Стюарту следовало бы посоветоваться с Джошуа Энсоном, прежде чем убеждать губернатора, но он полагал, что мистер Энсон занят проблемами, возникшими в связи с кончиной жены.
Стюарт не знал, что его престарелый кузен не в состоянии заниматься делами. Джошуа Энсон пребывал в отчаянье. Продолжительная болезнь Эммы отняла все его силы, однако, ухаживая за ней, он не понимал, что супруга должна умереть. И даже когда она умерла, он был не в силах принять это.
– Он словно покинутое дитя, – сказала Люси Пинкни спустя две недели после похорон. – Блуждает по огромному пустому дому, не находя себе места. Можно подумать, он ищет ее. На него жалко смотреть.
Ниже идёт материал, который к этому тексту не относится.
PR #4232, opened 2024-03-28
:bug: ignore AWS accounts without a terraformState

chassing:
A newly created AWS account (`/aws/account-1.yml` via `aws-account-manager`) doesn't have a `terraformState` set; this will be done via another additional integration `terraform-init` later based on the account file (`/aws/account-1.yml`). All terraform related integrations should ignore such an account until a `terraformState` attribute is present.

Context: https://gitlab.cee.redhat.com/service/app-interface/-/merge_requests/101355

### DIFF
--- a/reconcile/queries.py
+++ b/reconcile/queries.py
@@ -583,7 +583,13 @@ def get_aws_accounts(
         ecrs=ecrs,
         cleanup=cleanup,
     )
-    return gqlapi.query(query)["accounts"]
+    accounts = gqlapi.query(query)["accounts"]
+    if terraform_state:
+        # a new account does not have a terraform state yet, ignore it until terraform-init does its job
+        return [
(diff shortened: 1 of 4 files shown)


reconcile/queries.py
```diff
@@ -583,7 +583,13 @@ def get_aws_accounts(
         ecrs=ecrs,
         cleanup=cleanup,
     )
-    return gqlapi.query(query)["accounts"]
+    accounts = gqlapi.query(query)["accounts"]
+    if terraform_state:
```
esron, line 587: What about integrations that use this query and don't care about tf state? I don't have any examples but was that considered?

maorfr (approved):

reconcile/queries.py
chassing: If the integration doesn't care about the `terraformState` then there isn't a problem :)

– Могу ли я чем-нибудь помочь? Кузен Джошуа был для меня опорой в дни тяжелейших испытаний. Я люблю его, как отца.
Люси коснулась рукой его щеки:
– Не ты ему поможешь, Пинкни, а я. Мы переедем на Шарлотт-стрит.
Пинкни поймал ее руку.
– Нет! – сказал он и сжал руку Люси так, что у нее хрустнули суставы.
Опомнившись, Пинкни разжал пальцы и поцеловал руку Люси:
– Что я делаю? Прости меня.
Люси уверила его, что ей ничуточки не больно. Пинкни сказал, что не должен создавать для нее дополнительных трудностей. Лицо его побледнело от внезапной муки.
– Ради Бога, – воскликнула Люси, – ну хоть один раз не будь таким честным и благородным! Лучше бы ты ненавидел меня за то, что я уезжаю, и Эндрю – за то, что он живет и я до сих пор не свободна, миссис Эмму – за то, что она умерла, и мистера Джошуа, который нуждается во мне больше, чем ты. Будь человечней, Пинкни. Тогда и я смогу быть человечной.
Пинкни притянул ее к себе, и они в отчаянии прижались друг к другу.
– Поцелуй меня, Пинкни, – шепнула Люси.
– Я не смею. Позволь мне только обнять тебя. Люси высвободилась из его объятий.
– Это пытка, – сказала она. Слова ее прозвучали жалобно. – Нам надо соображать, что мы делаем.
Прежде они встречались каждый день, ужиная в компании Эндрю-младшего. Это было жалкой заменой вечеров на веранде при лунном свете прошлым летом. Тем не менее они могли проводить вместе хотя бы час, забывая о мире реальности, разделявшей их. Теперь они теряли все.
Пинкни в тысячный раз ощутил, как несправедливо, что он не может позаботиться о Люси, сделать ее жизнь легче, доставить хоть немного радости. Люси, как всегда, беспокоилась, что с замужеством Элизабет он остался совершенно один. Пинкни убеждал ее взять хотя бы немного денег, если уж она отказывается от его прямого покровительства.